Seattle folks are famous for being “nice.” This is a good thing. A very good thing.
It may look nowadays as if nice people are finishing, if not last, then well to the rear of the pack. Rudeness and crudeness seem to be shrugged off, if not publicly rewarded. In some sectors of society, kindness, consideration, generosity and fairness are even ridiculed, and looked upon as signs of weakness and naïveté.
But take heart, dear reader. “Niceness” is still an important key to success, professionally as well as personally.
First off, everyone — including employers and colleagues — prefers to be around decent, kind, compassionate, and fair-minded people. The resulting positive work environment leads to higher creativity and productivity. Obviously, the nicest among us excel at teamwork, and doesn’t every area of human endeavor these days involve working in a team?
Some will tell you that niceness puts you at a disadvantage. The time you spend helping others could, in theory, be spent advancing your own agenda. But you know what? It doesn’t have to be one or the other. You can help others and yourself at the very same time. Helping is also an amazing way to learn, thus increasing your skill set in addition to building a strong network.

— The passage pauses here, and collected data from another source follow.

PR #801, opened 2024-08-27
Temporarily Update Explorer Backend URL

h0ngcha0:
To test the explorer backend migration to GCP.


mvaivre:
LGTM. @nop33 WDYT about releasing this today along with the addition of GoatCounter?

Of course, none of this is to say you should be a doormat. You should still negotiate for what you need and deserve. You should still stand up for your rights. Just keep in mind that it’s entirely possible to be both liked and respected.

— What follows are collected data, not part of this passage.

PR #493, opened 2016-02-19
fix app rating on iOS 8

coreyfloyd:
we need to avoid the internal browser for the app store url

https://phabricator.wikimedia.org/T126839

### DIFF
--- a/Wikipedia/Code/WMFSettingsViewController.m
+++ b/Wikipedia/Code/WMFSettingsViewController.m
@@ -158,7 +158,7 @@ static NSString* const WMFSettingsURLSupport = @"https://donate.wikimedia.org/?u
             [self wmf_openExternalUrl:[NSURL URLWithString:WMFSettingsURLZeroFAQ]];
             break;
         case WMFSettingsMenuItemType_RateApp:
-            [[UIApplication sharedApplication] openURL:[NSURL URLWithString:WMFSettingsURLRate]]; //always exit the app
+            [self wmf_openExternalUrl:[NSURL URLWithString:WMFSettingsURLRate] useSafari:YES];
             break;
         case WMFSettingsMenuItemType_SendFeedback:
             [self wmf_openExternalUrl:[self emailURL]];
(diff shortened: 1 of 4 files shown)


Wikipedia/Code/WMFSettingsViewController.m
```diff
@@ -158,7 +158,7 @@ - (void)tableView:(UITableView*)tableView didSelectRowAtIndexPath:(NSIndexPath*)
             [self wmf_openExternalUrl:[NSURL URLWithString:WMFSettingsURLZeroFAQ]];
             break;
         case WMFSettingsMenuItemType_RateApp:
-            [self wmf_openExternalUrl:[NSURL URLWithString:WMFSettingsURLRate]];
+            [[UIApplication sharedApplication] openURL:[NSURL URLWithString:WMFSettingsURLRate]]; //always exit the app
```
bgerstle: don't we need to have in-between logic for wikipedia zero?

bgerstle: sorry but, technically yes we do. so i would recommend modifying `wmf_openExternalURL` by adding another `BOOL` parameter which tells the logic whether it should open in app or Safari

bgerstle: e.g. 

``` objc
- (void)wmf_openExternalURL:(NSURL*)url {
  [self wmf_openExternalURL:url inSafari:NO];
}

- (void)wmf_openExternalURL:(NSURL*)url inSafari:(BOOL)inSafari {
  // blah blah blah, previous logic, check `inSafari` at critical point (passing to internal methods if needed) and calling either `openURL:` or our own in-app stuff
}
```

bgerstle:
:-1: should probably use wikipedia zero alert handling for the case when a user is on a W0 network so we can warn them before leaving (as is our policy)

coreyfloyd:
@bgerstle ^

bgerstle:
code looks good, just need to remember how to test Wikipedia 0 handling. To be continued...

bgerstle:
tested wikipedia zero (with our old "faking" code) :+1: 

image

montehurd:
:+1:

In the end, what goes around truly does come around. The positive energy you send out flows back to you, perhaps not right this instant, but at a time when you may least expect and most need it.
Finally, the satisfaction we get from being helpers instead of hurters is true, deep and permanent. The jerks and creeps of this world do seem to be riding high at the moment, but deep down they know that whatever pleasure or success they may be enjoying now is built on a very shaky foundation.
The world has not changed that much. Goodness still leaves a lasting legacy. The kind word, the helping hand, and the timely favor will live in the hearts and minds of other people long after you have moved on. And isn’t that what’s most important?